A third issue is metric adequacy. SARI is the official metric for 2025 Task 1, yet participant papers repeatedly qualify its interpretive limits. THM explicitly argues that SARI may reward outputs that stay closer to reference wording, and DS@GT’s Task 2.3 results show that grounded systems can improve semantic fidelity while sometimes losing SARI. A plausible implication is that future SimpleText evaluation will continue to rely on multi-metric analysis and, where possible, human assessment rather than any single scalar score (Hofmann et al., 6 Jul 2025, Marturi et al., 15 Aug 2025).

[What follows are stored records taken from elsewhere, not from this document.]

PR #905, opened 2020-03-04
Ping360 async

patrickelectric:
Add support to Ping360 async messages
- It only runs with our last test version 0.0.3
- We need to update the firmware check values to match our firmware release version
    - We can do that after testing it with out last test firmware and approving this patch

### DIFF
--- a/src/sensor/ping360.cpp
+++ b/src/sensor/ping360.cpp
@@ -97,6 +97,32 @@ Ping360::Ping360()
         emit messageFrequencyChanged();
     });
 
+    connect(this, &Ping360::firmwareVersionMinorChanged, this, [this] {
+        qCDebug(PING_PROTOCOL_PING360) << "Firmware version:"
+                                       << _commonVariables.deviceInformation.firmware_version_major
+                                       << _commonVariables.deviceInformation.firmware_version_minor
+                                       << _commonVariables.deviceInformation.firmware_version_patch;
+
+        // Wait for firmware information to be available before looking for new versions
+        static bool once = false;
+        if (!once && _commonVariables.deviceInformation.initialized) {
+            once = true;
+
+            if (_commonVariables.deviceInformation.firmware_version_major == 3
+                && _commonVariables.deviceInformation.firmware_version_minor == 3
+                && _commonVariables.deviceInformation.firmware_version_patch == 1) {
+                _profileRequestLogic.type = Ping360RequestStateStruct::Type::AutoTransmitAsync;
+            } else {
+                _profileRequestLogic.type = Ping360RequestStateStruct::Type::Legacy;
+            }
+        }
+    });
+
+    connect(this, &Ping360::sectorSizeChanged, this, [this] {
+        _sensorSettings.start_angle = angle_offset() - _sectorSize / 2;
+        _sensorSettings.end_angle = (angle_offset() + _sectorSize / 2 - 1) % 400;
+    });
+
     // By default heading integration is enabled
     enableHeadingIntegration(true);
 }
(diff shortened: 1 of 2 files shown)


Williangalvani:
I did some quick tests here: 
 - It seems to fail at any distance other than 2 meters (stays still vibrating?)
 - Can we make it stop when we close ping-viewer?

patrickelectric:
It appears that [actual auto_transmit message](https://github.com/bluerobotics/ping-protocol/blob/a83fba61a17920c6736b5c92a6b88e2128f59d70/src/definitions/ping360.json#L226)
is a bad message to configure the sensor, since it does not allow as much configuration as [transducer_message](https://github.com/bluerobotics/ping-protocol/blob/master/src/definitions/ping360.json#L172).
I'll continue my tests, but with the actual structure, some logic will be necessary to deal with this, and  will probably not be user friendly if someone wants to use our api.

src/sensor/ping360.cpp
```diff
@@ -548,4 +662,24 @@ void Ping360::processMavlinkMessage(const mavlink_message_t& message)
...
+    if (_profileRequestLogic.type == Ping360RequestStateStruct::Type::Legacy) {
+        return messageFrequencies[Ping360Id::DEVICE_DATA].frequency;
+    }
+    return messageFrequencies[Ping360Id::AUTO_DEVICE_DATA].frequency;
+}
+
+Ping360::~Ping360() {
+    updateSensorConfigurationSettings();
+
+    // TODO: Find a better way
```
jaxxzer: I think line break may work.

src/sensor/ping360.h
```diff
@@ -617,6 +622,9 @@ class Ping360 : public PingSensor {
             valid = other.transmit_duration == transmit_duration && other.gain_setting == gain_setting
                 && other.num_points == num_points && other.sample_period == sample_period
                 && other.transmit_frequency == transmit_frequency;
+            if (checkSector && valid) {
+                valid = valid && other.start_angle == start_angle && other.end_angle == end_angle;
```
jaxxzer:
```suggestion
                valid = other.start_angle == start_angle && other.end_angle == end_angle;
```
valid must be true, it is redundant to do the comparison again.

src/sensor/ping360.cpp
patrickelectric: It'll fail via UDP communication.

src/sensor/ping360.h
patrickelectric: Good point :+1:

patrickelectric:
@Williangalvani can you test with the last test version 0.0.3 ?

Williangalvani:
> @Williangalvani can you test with the last test version 0.0.3 ?

Worked fine on the bench, I'll test it in the ROV later today

src/sensor/ping360.cpp
jaxxzer: aha

Williangalvani:
I got almost twice the speed with the new fw and this PR, nice job!
66hz now from 35hz before @2m

src/sensor/ping360.cpp
```diff
@@ -283,6 +350,60 @@ void Ping360::handleMessage(const ping_message& msg)
...
+
+        // Restart timer, if the channel allows it
+        if (link()->isWritable()) {
+            // Use 200ms for network delay
+            const int profileRunningTimeout = _angular_speed / _angularSpeedGradPerMs + 200;
+            _timeoutProfileMessage.start(profileRunningTimeout);
+        }
+
+        _data.resize(autoDeviceData.data_length());
+#pragma omp for
```
tcanabrava, line 368: move the pragma to the same line as the for

tcanabrava: while I do really - *really* - like openmp, perhaps we should note that it does not have a really good suppor for clang at the moment, and we should use another library instead, like tbb or qt concurrent.

tcanabrava: Also note that for clang11 (unreleased) the omp reached maturity

patrickelectric: @tcanabrava clang supports openmp for a long time already, I don't know exactly when but it's available for us since the beginning. I did a quick test with clang6 and it works.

A fourth issue is controllability and reproducibility. Several papers note unreported decoding settings, absent human evaluation, or limited runtime detail. UM_FHS documents brittleness of fine-tuned models under rigid format constraints, while DS@GT notes that code/data availability is not specified and that specific training hyperparameters, inference times, and seeds are not detailed. These omissions do not negate the reported findings, but they constrain exact replication and make prompt design, format enforcement, and model-specific behavior central experimental variables (Kocbek et al., 18 Dec 2025, Marturi et al., 15 Aug 2025).
The lab’s broader significance lies in the convergence of simplification, controllable generation, and factuality assurance. Participant contributions collectively demonstrate plan-driven rewriting, summary-guided scaffolding, complex-term identification, prompt-only simplification, supervised fine-tuning, retrieval-augmented post-hoc checking, ensemble hallucination detection, and grounded LLM post-editing. Taken together, these approaches position SimpleText as an evaluation environment for studying how scientific texts can be simplified for non-experts without distorting evidence, omitting critical qualifiers, or introducing unsupported content (Marturi et al., 15 Aug 2025, Marturi et al., 15 Aug 2025, Engelmann et al., 2023).